<<<<

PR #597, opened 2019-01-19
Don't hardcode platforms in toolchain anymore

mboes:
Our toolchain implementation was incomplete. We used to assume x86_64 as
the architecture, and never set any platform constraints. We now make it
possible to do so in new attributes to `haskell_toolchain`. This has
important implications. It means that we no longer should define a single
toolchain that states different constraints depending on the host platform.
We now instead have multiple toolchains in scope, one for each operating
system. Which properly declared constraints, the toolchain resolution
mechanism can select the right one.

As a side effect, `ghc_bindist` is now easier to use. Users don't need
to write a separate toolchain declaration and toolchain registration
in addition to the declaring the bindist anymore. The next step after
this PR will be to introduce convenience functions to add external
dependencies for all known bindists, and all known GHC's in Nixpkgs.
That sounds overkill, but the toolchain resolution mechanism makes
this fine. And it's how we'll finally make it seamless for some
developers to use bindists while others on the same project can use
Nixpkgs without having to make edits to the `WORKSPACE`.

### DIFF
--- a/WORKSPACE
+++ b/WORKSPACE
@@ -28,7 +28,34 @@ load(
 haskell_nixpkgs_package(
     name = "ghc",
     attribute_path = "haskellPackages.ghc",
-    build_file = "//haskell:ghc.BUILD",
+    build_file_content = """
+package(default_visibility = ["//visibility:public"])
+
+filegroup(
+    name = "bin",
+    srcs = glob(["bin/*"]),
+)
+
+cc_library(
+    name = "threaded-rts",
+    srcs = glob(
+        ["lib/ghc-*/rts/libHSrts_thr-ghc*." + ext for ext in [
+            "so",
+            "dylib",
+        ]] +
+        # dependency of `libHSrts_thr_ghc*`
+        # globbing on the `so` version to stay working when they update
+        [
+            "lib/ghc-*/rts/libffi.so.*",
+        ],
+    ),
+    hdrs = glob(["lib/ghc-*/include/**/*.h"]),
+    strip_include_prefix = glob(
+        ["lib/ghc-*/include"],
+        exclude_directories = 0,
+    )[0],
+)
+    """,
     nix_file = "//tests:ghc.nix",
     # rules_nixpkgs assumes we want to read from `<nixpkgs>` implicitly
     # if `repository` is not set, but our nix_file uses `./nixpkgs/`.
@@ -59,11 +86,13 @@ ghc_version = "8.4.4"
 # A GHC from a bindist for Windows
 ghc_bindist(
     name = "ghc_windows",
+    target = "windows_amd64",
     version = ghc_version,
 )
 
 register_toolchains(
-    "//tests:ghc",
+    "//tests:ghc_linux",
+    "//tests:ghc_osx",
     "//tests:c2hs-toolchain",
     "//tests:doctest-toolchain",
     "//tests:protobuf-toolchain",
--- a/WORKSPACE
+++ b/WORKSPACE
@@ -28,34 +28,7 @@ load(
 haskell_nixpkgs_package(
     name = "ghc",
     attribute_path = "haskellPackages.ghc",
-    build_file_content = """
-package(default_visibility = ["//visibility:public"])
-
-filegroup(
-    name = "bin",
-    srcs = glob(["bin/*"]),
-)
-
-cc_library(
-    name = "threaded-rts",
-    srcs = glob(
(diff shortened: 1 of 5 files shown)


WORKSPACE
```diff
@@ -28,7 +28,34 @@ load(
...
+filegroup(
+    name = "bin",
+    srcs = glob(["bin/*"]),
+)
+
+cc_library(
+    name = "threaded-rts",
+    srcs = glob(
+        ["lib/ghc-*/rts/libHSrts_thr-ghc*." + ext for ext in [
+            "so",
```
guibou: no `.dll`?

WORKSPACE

>>>>
<<<<

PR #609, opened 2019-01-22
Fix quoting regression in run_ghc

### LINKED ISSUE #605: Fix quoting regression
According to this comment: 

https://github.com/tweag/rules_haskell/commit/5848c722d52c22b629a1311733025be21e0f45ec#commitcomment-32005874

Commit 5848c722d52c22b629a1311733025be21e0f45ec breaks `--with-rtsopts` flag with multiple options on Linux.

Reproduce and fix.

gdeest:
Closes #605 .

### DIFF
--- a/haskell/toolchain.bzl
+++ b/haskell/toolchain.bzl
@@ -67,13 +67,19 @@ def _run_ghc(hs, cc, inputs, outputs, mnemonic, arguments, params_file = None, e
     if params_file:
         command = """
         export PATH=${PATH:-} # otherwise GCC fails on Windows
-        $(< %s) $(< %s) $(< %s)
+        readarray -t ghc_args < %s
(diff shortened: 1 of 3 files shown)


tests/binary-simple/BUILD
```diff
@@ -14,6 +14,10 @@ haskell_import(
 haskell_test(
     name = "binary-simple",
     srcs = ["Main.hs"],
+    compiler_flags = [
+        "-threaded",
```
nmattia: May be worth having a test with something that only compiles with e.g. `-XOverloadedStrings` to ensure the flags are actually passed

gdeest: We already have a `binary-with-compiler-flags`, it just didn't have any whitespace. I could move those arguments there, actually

>>>>

### [Exercise]
Begin with the line above that has "PR #597, opened 2019-01-19" and continue through the line that has "We now instead", setting each one down exactly. Stop there.

### [Problem solution]
PR #597, opened 2019-01-19
Don't hardcode platforms in toolchain anymore

mboes:
Our toolchain implementation was incomplete. We used to assume x86_64 as
the architecture, and never set any platform constraints. We now make it
possible to do so in new attributes to `haskell_toolchain`. This has
important implications. It means that we no longer should define a single
toolchain that states different constraints depending on the host platform.
We now instead have multiple toolchains in scope, one for each operating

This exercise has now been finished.